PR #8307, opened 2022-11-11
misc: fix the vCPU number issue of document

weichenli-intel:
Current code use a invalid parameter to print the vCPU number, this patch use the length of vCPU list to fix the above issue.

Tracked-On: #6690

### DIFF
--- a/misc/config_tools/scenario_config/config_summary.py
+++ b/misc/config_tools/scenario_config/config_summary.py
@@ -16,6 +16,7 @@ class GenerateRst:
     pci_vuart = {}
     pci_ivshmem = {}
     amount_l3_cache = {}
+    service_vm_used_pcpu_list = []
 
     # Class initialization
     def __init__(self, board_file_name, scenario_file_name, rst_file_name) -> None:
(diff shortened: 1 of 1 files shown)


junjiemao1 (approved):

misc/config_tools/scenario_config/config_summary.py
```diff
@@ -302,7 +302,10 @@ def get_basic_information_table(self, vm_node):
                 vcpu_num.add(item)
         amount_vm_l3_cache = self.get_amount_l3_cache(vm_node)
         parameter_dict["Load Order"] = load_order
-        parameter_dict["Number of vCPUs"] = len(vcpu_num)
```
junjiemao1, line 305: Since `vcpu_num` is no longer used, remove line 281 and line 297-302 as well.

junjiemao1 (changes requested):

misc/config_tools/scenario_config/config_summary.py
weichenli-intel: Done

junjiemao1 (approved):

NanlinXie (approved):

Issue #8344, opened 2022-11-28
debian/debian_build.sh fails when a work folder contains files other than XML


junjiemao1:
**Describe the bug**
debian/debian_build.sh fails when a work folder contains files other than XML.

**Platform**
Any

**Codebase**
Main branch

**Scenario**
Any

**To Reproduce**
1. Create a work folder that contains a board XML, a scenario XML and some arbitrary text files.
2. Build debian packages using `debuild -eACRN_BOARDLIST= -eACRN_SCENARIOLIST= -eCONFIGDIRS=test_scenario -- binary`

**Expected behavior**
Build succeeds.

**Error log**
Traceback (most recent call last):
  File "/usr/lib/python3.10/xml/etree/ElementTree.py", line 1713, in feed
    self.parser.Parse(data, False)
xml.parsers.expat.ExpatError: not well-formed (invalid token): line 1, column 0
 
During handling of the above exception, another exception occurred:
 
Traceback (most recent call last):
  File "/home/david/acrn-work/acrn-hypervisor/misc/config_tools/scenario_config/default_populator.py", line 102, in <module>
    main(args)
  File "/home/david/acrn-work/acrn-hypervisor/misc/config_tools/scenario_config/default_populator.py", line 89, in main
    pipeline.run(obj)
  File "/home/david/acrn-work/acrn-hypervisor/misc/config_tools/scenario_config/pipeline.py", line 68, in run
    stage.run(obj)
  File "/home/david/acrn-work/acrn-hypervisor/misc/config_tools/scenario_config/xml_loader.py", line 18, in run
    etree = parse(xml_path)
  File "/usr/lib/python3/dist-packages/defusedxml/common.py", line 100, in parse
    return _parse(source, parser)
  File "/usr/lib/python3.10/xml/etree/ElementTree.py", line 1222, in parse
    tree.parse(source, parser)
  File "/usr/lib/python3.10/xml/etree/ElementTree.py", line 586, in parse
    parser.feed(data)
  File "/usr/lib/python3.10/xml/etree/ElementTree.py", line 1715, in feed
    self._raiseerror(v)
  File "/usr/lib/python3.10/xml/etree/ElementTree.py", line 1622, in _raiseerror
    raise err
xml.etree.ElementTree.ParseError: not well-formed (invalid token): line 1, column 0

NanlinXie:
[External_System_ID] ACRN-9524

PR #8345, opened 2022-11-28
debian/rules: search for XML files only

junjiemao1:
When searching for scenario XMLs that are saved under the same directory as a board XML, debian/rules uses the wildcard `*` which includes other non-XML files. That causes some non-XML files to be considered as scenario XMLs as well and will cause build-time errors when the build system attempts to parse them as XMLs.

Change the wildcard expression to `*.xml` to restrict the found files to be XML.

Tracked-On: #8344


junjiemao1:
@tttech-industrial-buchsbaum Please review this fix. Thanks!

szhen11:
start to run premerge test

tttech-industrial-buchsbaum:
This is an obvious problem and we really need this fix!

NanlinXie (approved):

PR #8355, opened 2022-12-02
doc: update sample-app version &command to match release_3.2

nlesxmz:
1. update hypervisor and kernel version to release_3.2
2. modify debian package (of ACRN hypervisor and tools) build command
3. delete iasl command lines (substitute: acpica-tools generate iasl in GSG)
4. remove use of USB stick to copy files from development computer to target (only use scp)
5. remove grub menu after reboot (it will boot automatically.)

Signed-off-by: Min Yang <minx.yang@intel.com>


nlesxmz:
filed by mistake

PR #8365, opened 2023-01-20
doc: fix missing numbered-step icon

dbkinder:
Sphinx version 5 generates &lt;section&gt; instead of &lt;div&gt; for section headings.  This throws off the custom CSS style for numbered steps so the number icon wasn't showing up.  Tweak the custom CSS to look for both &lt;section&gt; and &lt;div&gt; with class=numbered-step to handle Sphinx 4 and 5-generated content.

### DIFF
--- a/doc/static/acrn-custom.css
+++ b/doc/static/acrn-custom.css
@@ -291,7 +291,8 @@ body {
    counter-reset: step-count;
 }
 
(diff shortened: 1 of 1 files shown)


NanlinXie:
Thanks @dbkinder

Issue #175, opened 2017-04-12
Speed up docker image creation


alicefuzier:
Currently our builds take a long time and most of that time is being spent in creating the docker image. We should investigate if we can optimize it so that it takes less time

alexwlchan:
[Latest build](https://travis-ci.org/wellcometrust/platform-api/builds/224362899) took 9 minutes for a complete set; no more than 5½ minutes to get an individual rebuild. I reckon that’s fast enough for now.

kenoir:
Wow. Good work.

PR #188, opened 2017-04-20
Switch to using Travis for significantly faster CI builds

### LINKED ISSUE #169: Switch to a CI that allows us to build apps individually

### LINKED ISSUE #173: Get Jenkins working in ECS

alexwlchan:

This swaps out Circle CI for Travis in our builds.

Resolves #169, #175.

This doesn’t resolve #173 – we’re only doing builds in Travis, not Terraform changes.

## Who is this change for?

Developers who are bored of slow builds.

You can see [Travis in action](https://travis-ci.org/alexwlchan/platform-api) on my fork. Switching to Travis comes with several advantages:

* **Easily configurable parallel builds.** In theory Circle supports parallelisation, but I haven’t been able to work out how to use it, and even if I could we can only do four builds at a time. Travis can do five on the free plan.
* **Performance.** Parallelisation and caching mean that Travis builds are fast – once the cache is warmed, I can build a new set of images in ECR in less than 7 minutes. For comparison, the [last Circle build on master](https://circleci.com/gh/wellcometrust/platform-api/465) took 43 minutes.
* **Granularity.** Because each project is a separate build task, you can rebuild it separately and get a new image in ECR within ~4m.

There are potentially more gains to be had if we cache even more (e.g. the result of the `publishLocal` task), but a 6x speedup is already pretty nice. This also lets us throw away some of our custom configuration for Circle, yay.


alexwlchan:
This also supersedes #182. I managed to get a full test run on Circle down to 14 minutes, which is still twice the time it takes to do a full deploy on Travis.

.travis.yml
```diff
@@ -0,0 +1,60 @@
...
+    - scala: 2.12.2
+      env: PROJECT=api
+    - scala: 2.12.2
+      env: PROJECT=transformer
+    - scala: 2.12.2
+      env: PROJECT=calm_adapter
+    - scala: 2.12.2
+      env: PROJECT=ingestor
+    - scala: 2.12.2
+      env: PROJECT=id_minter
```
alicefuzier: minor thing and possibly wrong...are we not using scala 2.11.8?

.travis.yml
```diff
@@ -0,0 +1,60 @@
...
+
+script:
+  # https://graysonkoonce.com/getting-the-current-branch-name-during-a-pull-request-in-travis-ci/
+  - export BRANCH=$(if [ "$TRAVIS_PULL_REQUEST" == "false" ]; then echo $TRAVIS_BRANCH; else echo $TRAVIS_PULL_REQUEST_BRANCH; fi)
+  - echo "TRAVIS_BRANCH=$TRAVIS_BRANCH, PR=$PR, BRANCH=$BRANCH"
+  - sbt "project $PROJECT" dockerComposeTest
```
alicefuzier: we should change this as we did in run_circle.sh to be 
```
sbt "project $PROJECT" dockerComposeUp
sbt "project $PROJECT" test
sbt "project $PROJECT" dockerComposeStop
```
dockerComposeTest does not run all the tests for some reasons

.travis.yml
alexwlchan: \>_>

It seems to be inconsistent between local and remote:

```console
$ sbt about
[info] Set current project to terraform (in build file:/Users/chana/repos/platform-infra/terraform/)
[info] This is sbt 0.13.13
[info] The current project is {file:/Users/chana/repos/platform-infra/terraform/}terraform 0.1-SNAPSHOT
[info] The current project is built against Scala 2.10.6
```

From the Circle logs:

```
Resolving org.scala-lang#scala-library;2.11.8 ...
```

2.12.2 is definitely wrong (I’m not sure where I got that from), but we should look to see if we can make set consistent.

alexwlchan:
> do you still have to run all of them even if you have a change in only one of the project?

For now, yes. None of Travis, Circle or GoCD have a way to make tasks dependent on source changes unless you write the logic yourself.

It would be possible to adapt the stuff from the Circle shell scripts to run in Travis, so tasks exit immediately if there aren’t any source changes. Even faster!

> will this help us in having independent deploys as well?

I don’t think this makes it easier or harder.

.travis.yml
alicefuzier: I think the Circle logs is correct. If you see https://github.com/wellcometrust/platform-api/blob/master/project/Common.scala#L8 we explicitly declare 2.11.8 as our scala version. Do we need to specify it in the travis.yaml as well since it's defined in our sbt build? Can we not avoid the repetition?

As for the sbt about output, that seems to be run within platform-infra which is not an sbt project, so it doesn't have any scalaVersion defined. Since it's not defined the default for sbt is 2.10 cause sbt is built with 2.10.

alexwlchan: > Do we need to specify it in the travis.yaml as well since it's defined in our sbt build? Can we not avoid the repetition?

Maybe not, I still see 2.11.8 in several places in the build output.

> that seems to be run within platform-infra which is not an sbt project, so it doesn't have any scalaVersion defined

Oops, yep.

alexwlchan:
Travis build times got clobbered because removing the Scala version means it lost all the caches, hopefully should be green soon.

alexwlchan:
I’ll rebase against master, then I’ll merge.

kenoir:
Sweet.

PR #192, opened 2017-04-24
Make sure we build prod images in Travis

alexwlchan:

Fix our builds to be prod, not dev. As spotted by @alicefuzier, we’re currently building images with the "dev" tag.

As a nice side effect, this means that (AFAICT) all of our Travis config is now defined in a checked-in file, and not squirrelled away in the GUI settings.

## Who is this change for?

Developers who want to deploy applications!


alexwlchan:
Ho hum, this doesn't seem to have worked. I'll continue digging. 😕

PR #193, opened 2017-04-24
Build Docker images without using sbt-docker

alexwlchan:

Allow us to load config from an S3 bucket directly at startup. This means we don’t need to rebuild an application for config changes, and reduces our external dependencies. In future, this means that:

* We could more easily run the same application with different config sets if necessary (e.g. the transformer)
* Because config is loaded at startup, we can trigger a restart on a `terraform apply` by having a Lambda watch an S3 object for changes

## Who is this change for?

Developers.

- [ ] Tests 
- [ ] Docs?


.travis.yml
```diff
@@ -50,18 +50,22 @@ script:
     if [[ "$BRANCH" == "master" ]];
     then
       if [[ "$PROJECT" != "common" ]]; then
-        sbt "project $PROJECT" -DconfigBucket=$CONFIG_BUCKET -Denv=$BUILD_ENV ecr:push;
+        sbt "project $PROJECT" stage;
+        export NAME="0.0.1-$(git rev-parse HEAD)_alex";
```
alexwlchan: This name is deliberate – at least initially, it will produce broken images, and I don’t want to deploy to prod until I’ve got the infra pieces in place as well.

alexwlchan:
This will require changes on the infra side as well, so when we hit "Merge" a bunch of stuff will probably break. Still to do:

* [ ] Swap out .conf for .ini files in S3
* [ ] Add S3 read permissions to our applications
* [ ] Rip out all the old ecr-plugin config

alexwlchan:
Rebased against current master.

— WHAT IS REQUIRED —
Please give again the lines above between the line holding "doc: update sample-app" and the line holding "5. remove grub", inclusive, exactly as they are and with nothing added.

— WRITTEN ANSWER —
doc: update sample-app version &command to match release_3.2

nlesxmz:
1. update hypervisor and kernel version to release_3.2
2. modify debian package (of ACRN hypervisor and tools) build command
3. delete iasl command lines (substitute: acpica-tools generate iasl in GSG)
4. remove use of USB stick to copy files from development computer to target (only use scp)
5. remove grub menu after reboot (it will boot automatically.)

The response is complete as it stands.